__Problem__. In the records that follow, find each line with the word "reason" and copy it.

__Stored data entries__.
Issue #642, opened 2019-09-10
RFE: Support dnsmasq options


zeenix:
Libvirt 5.6 added support for [passing verbatim options](https://libvirt.org/formatnetwork.html#elementsNamespaces) to `dnsmasq`. In Openshift, we'd likely want to use that to create generic DNS records with wildcards. I'm sure there are other uses of this and this is why this new feature was added. I haven't yet figured how this support would/could look like so please share ideas on how you think it should be done.

zeenix:
Perhaps something very simple as:

```
resource "libvirt_network" "net" {
...
  dnsmaq_option = {
     option_name1 = option_value1
     option_name2 = option_value2
  }
}
```

zeenix:
> Remember that we have also the `xlst` feature which let already implement without coding any libvirt functionality.

Right. I didn't think of that. Thanks! :) I'll close this now since if we can avoid adding support for workaround-API like this, that would be great. I'll try with XSLT and re-open if that doesn't work for some reason.

Thanks @MalloZup and @jaypoulz for suggestions.

jichenjc:
@zeenix just for learning reason , so we will try to include the xml file per 
https://github.com/dmacvicar/terraform-provider-libvirt/tree/master/examples/v0.12/xslt given so that we can inject dnsmasq configuration through the xml definition? Thanks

__Task result__.
Right. I didn't think of that. Thanks! :) I'll close this now since if we can avoid adding support for workaround-API like this, that would be great. I'll try with XSLT and re-open if that doesn't work for some reason.
@zeenix just for learning reason , so we will try to include the xml file per 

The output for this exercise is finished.